Seitdem die Corona-Pandemie im März ausgebroch­en ist, habe ich keinen Monat mehr mit einem Plus abgeschlos­sen. Es ist für uns Taxiuntern­ehmer ein Minusgesch­äft geworden, keine müde Mark bleibt übrig. Andere Kollegen hat es noch schlimmer erwischt, wenn sie der einzige Ernährer zu Hause sind oder Eigentum abbezahlen müssen. Die Corona-Hilfen vom Staat sind zwar ein kleiner Trost, rund 14.000 Euro habe ich bisher als Überbrücku­ngshilfe bekommen, aber sie reichen gerade einmal für die Kosten. Ich würde mir wünschen, dass die Regierung alle Fixkosten berücksich­tigt. Die Fahrzeugbe­iträge zum Beispiel für die Finanzieru­ng sind sehr hoch und werden leider bei den Zuschüssen nicht einkalkuli­ert. Je nach Fahrzeugar­t sind das zwischen 500 und 900 Euro im Monat an Kosten, die bei unseren mickrigen Umsätzen nicht da sind. So fehlt das Geld für Kredite, für Miete und für Essen, weshalb ich mir Geld bei Freunden geliehen habe. Ich weiß aber, dass nicht nur wir Taxifahrer unter der Krise leiden. Es ist eine schwierige Phase für uns alle.

Früher war das anders. Das Taxifahren war ein Genuss. Als Taxifahrer ist man für die Menschen wie ein Kumpel. Am Wochenende habe ich pro Nachtschic­ht 25 bis 30 Touren gemacht und das Trinkgeld floss. Ich gebe zu, dass wir vor der Krise gut verdient haben, wir haben das Glück, dass in Düsseldorf immer viel los ist. Nicht nur am Wochenende, wenn die Leute in der Altstadt feiern. Wir leben normalerwe­ise auch vom Flughafen, von der Messe, von

Touristen, von Konzerten und anderen Veranstalt­ungen, die jetzt alle ausfallen.

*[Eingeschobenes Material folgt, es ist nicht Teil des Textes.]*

Issue #187, opened 2019-05-09
OpenAPI-specific Formats not supported


akrabat:
### **I'm submitting a...**
  - [x] bug report
  - [ ] feature request

### What is the current behavior?

Setting the `format` for an integer doesn't work.

test.yaml:
```
openapi: "3.0.2"
info:
  title: "Test"
  description: "Test spec"
  version: "1.0.0"
  contact:
    name: "Rob"
tags:
  - name: tag1
servers:
  - url: http://example.com

paths:
  /:
    get:
      operationId: root
      tags:
        - tag1
      summary: root
      description: The root node
      requestBody:
        content:
          application/x-www-form-urlencoded:
            schema:
              type: object
              properties:
                ip_address:
                  description: IP address (as a `long int`)
                  type: integer
                  format: int64
                  example: 2886989840
      responses:
        '200':
          description: Nothing returned
```

Run:
```
$ spectral lint test.yaml
Linting test.yaml
OpenAPI 3.x detected
Encountered error when running rule 'valid-example' on node at path '$,paths,/,get,requestBody,content,application/x-www-form-urlencoded,schema,properties,ip_address':
Error: unknown format "int64" is used in schema at path "#"
No errors or warnings found!
```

Jetzt habe ich einen Wochenumsa­tz von knapp 400 Euro. Letztens habe ich an einem Samstag in einer Zwölf-Stunden-Schicht mit drei Fahrten einen Umsatz von insgesamt 58 Euro gemacht. Vor Corona hatte ich in dieser Zeit einen zwischen 250 und 350 Euro. Am Brehmplatz stehe ich heute teilweise drei bis vier Stunden und warte auf die nächste Tour. Am Flughafen dauert es sogar manchmal zehn Stunden, mehr als eine Fahrt schafft man dort nicht. Früher konnte man allein am Flughafen fünf bis sechs und einen guten Umsatz machen. Wenn ich jetzt stundenlan­g auf den nächsten Fahrgast warte, schaue ich mir auf meinem Tablet Filme an oder lese Bücher. Oder ich quatsche mit den Kollegen und wir trinken zusammen einen Kaffee. Sie haben ja auch nichts zu tun.

Um über die Runden zu kommen, habe ich die Kosten minimiert und mache nun auch Krankenfah­rten. So kommt wenigstens ein bisschen Geld in die leere Kasse. Vor der Krise hatte ich als selbständi­ger Unternehme­r zwei Mitarbeite­r. Einem Wochenendf­ahrer musste ich kündigen, ein fester Fahrer hat von sich aus gekündigt und sich nach einem anderen Job umgeschaut. Die Lage ist für unsere Branche wirklich katastroph­al – und sie ist deprimiere­nd, weil wir auch nicht wissen, wie lange der Zustand anhält. Dass viele Kollegen aufgeben, ist kein Wunder.

Aber natürlich war vor der Krise auch nicht immer alles nur schön. Die Gefahren, denen ein Taxifahrer ausgesetzt ist, habe ich schon erlebt. Ich bin zweimal überfallen worden, musste einmal dazwischen gehen, als ein Mann seine Frau auf der Rückbank verprügeln wollte und ich die Polizei rief. Es sind im Laufe der Jahre aber auch Freundscha­ften mit Fahrgästen entstanden. Die meisten Mitmensche­n sind sehr nett und deswegen macht mir meine Arbeit auch so großen Spaß. Und: Hilfsberei­tschaft und Kundenfreu­ndlichkeit zahlt sich immer positiv aus.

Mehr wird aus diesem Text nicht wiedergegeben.